● Source material:
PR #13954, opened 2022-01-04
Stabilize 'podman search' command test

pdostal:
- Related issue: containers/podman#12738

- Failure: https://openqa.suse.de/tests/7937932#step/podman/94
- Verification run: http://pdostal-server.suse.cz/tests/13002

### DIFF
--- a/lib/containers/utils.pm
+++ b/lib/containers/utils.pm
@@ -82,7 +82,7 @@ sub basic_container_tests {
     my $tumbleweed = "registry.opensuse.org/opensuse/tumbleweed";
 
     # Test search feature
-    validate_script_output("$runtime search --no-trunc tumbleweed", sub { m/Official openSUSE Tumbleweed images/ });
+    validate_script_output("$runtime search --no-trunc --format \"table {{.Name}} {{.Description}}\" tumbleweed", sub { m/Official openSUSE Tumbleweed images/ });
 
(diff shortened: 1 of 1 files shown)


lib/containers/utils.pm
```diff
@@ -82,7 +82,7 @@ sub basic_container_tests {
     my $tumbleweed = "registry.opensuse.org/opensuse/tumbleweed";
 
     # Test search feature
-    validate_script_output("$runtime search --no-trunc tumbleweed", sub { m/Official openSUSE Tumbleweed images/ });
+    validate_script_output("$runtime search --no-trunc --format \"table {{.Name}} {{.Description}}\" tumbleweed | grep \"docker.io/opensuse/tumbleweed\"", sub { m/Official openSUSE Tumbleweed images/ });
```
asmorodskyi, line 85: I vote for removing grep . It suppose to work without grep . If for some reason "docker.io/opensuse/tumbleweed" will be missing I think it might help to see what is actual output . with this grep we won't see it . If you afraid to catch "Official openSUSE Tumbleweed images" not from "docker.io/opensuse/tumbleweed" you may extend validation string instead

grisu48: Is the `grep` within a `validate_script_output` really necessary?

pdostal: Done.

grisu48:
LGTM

● Work item:
Your reply should be an exact copy of every line from the line with "Stabilize 'podman search' command test" through the final line of the data, and nothing more.

● Response box:
Stabilize 'podman search' command test

pdostal:
- Related issue: containers/podman#12738

- Failure: https://openqa.suse.de/tests/7937932#step/podman/94
- Verification run: http://pdostal-server.suse.cz/tests/13002

### DIFF
--- a/lib/containers/utils.pm
+++ b/lib/containers/utils.pm
@@ -82,7 +82,7 @@ sub basic_container_tests {
     my $tumbleweed = "registry.opensuse.org/opensuse/tumbleweed";
 
     # Test search feature
-    validate_script_output("$runtime search --no-trunc tumbleweed", sub { m/Official openSUSE Tumbleweed images/ });
+    validate_script_output("$runtime search --no-trunc --format \"table {{.Name}} {{.Description}}\" tumbleweed", sub { m/Official openSUSE Tumbleweed images/ });
 
(diff shortened: 1 of 1 files shown)


lib/containers/utils.pm
```diff
@@ -82,7 +82,7 @@ sub basic_container_tests {
     my $tumbleweed = "registry.opensuse.org/opensuse/tumbleweed";
 
     # Test search feature
-    validate_script_output("$runtime search --no-trunc tumbleweed", sub { m/Official openSUSE Tumbleweed images/ });
+    validate_script_output("$runtime search --no-trunc --format \"table {{.Name}} {{.Description}}\" tumbleweed | grep \"docker.io/opensuse/tumbleweed\"", sub { m/Official openSUSE Tumbleweed images/ });
```
asmorodskyi, line 85: I vote for removing grep . It suppose to work without grep . If for some reason "docker.io/opensuse/tumbleweed" will be missing I think it might help to see what is actual output . with this grep we won't see it . If you afraid to catch "Official openSUSE Tumbleweed images" not from "docker.io/opensuse/tumbleweed" you may extend validation string instead

grisu48: Is the `grep` within a `validate_script_output` really necessary?

pdostal: Done.

grisu48:
LGTM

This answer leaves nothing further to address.